** Extracted records follows **

PR #22, opened 2025-05-28
[v3] Formalize new package name

dims:
As discussed with @ingydotnet @carloslima @stefanprodan and @scottrigby during the call today (May 28th)


stefanprodan (approved):
LGTM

** End of Extracted records **

Task details:
Please show each line in the records above that contains "stefanprodan".

Answer to this task:
As discussed with @ingydotnet @carloslima @stefanprodan and @scottrigby during the call today (May 28th)
stefanprodan (approved):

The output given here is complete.